All articles

Understanding STIR/SHAKEN and call spoofing

Millions of Americans own different types of mobile phones and all of these people know that fraudulent calls are already a huge problem in the US. It’s common for fraudsters to impersonate a trustworthy company in order to extract information from an individual or group of people. This is one of the reasons why 94% of people don’t answer phone calls unless they are certain where they came from. 

The good news is that the Federal Communications Commission (FCC) has required that all telephone carriers adopt STIR/SHAKEN technology, which makes use of call authentication so the receiver can confidently identify a caller before picking up the phone.
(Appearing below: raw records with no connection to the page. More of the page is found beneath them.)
PR #2521, opened 2024-11-12
[DMA 2/N] Split DMA IN/OUT handlers

bugadani:
This PR uses separate interrupts where available (C6, H2, S3), and adds a global flag where there is a single handler for the two DMA halves. This means that if a DMA channel's halves are configured differently, only the async halfs bits are cleared.

This is currently a bit of a half measure (we don't handle blocking-async mixtures yet), but it is impossible to register a user handler for a half DMA channel currently. In the future, in case the user registers a custom handler, we can swap out the handler function to one that supports two separate callbacks.

### DIFF
--- a/esp-hal/src/dma/gdma.rs
+++ b/esp-hal/src/dma/gdma.rs
@@ -121,6 +121,14 @@ use embassy_sync::waitqueue::AtomicWaker;
 static TX_WAKERS: [AtomicWaker; CHANNEL_COUNT] = [const { AtomicWaker::new() }; CHANNEL_COUNT];
 static RX_WAKERS: [AtomicWaker; CHANNEL_COUNT] = [const { AtomicWaker::new() }; CHANNEL_COUNT];
 
+cfg_if::cfg_if! {
+    if #[cfg(any(esp32c2, esp32c3))] {
+        use portable_atomic::AtomicBool;
+        static TX_IS_ASYNC: [AtomicBool; CHANNEL_COUNT] = [const { AtomicBool::new(false) }; CHANNEL_COUNT];
+        static RX_IS_ASYNC: [AtomicBool; CHANNEL_COUNT] = [const { AtomicBool::new(false) }; CHANNEL_COUNT];
+    }
+}
+
 impl<C: GdmaChannel> crate::private::Sealed for ChannelTxImpl<C> {}
 
 impl<C: GdmaChannel> ChannelTxImpl<C> {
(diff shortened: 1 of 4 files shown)


esp-hal/src/dma/gdma.rs
```diff
@@ -553,27 +642,29 @@ macro_rules! impl_channel {
...
+        impl_channel!(1, DMA_IN_CH1, asynch_handler::interrupt_handler_in_ch1, DMA_OUT_CH1, asynch_handler::interrupt_handler_out_ch1);
+        impl_channel!(2, DMA_IN_CH2, asynch_handler::interrupt_handler_in_ch2, DMA_OUT_CH2, asynch_handler::interrupt_handler_out_ch2);
     } else if #[cfg(esp32s3)] {
         const CHANNEL_COUNT: usize = 5;
-        impl_channel!(0, super::asynch::interrupt::interrupt_handler_ch0, DMA_IN_CH0, DMA_OUT_CH0);
-        impl_channel!(1, super::asynch::interrupt::interrupt_handler_ch1, DMA_IN_CH1, DMA_OUT_CH1);
-        impl_channel!(2, super::asynch::interrupt::interrupt_handler_ch2, DMA_IN_CH2, DMA_OUT_CH2);
-        impl_channel!(3, super::asynch::interrupt::interrupt_handler_ch3, DMA_IN_CH3, DMA_OUT_CH3);
-        impl_channel!(4, super::asynch::interrupt::interrupt_handler_ch4, DMA_IN_CH4, DMA_OUT_CH4);
+        impl_channel!(0, DMA_IN_CH0, asynch_handler::interrupt_handler_in_ch0, DMA_OUT_CH0, asynch_handler::interrupt_handler_out_ch0);
```
Dominaezzz, line 663: This macro is starting to look a smidge too complex to call. In future, we should simplify this to `impl_channel!(0, split=true)` and all these inputs should be generated.

esp-hal/src/dma/gdma.rs
```diff
@@ -91,6 +121,14 @@ use embassy_sync::waitqueue::AtomicWaker;
 static TX_WAKERS: [AtomicWaker; CHANNEL_COUNT] = [const { AtomicWaker::new() }; CHANNEL_COUNT];
 static RX_WAKERS: [AtomicWaker; CHANNEL_COUNT] = [const { AtomicWaker::new() }; CHANNEL_COUNT];
 
+cfg_if::cfg_if! {
+    if #[cfg(any(esp32c2, esp32c3))] {
+        use portable_atomic::AtomicBool;
+        static TX_IS_ASYNC: [AtomicBool; CHANNEL_COUNT] = [const { AtomicBool::new(false) }; CHANNEL_COUNT];
```
Dominaezzz, line 127: I'm guessing the PR that makes use of these are WIP. I'm currently questioning why it's atomic and not `UnsafeCell`.

bugadani: Yeah, I think I rebased away where I checked these bits. They don't do much yet - not until we actually allow fake-splitting channels.

`AtomicBool` because why not, I'm hoping codegen gives us atomic load/store.

esp-hal/src/lib.rs
```diff
@@ -398,6 +398,18 @@ impl Cpu {
             }
         }
     }
+
+    /// Returns an iterator over all cores.
+    #[inline(always)]
+    pub fn all() -> impl Iterator<Item = Self> {
```
jessebraham, line 404: Don't feel strongly about this so feel free to ignore, but maybe `iter()` is a bit more idiomatic?

jessebraham (approved):
One small nitpick but otherwise changes LGTM

esp-hal/src/lib.rs
bugadani: My thinking was that we already have `other` which is also an iterator, it's just `all - current`. Although I guess I don't have to make this (or Cpu::other as I don't think we've released it yet) immediately public.

MabezDev (approved):
LGTM, thanks!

But, even though the adoption of STIR/SHAKEN does help identify callers, it doesn’t necessarily put an end to the illegal spoofing pandemic. 

Below, we’ll define STIR/SHAKEN technology, what it means for businesses, and go over the additional steps that you have to take to protect your brand from being spoofed.

What is STIR/SHAKEN?

STIR/SHAKEN is a framework created to reduce robocalls by verifying the digital signature of an outbound call. Network providers are able to identify if a call is coming from a legitimate business or a scammer and label the call accordingly. 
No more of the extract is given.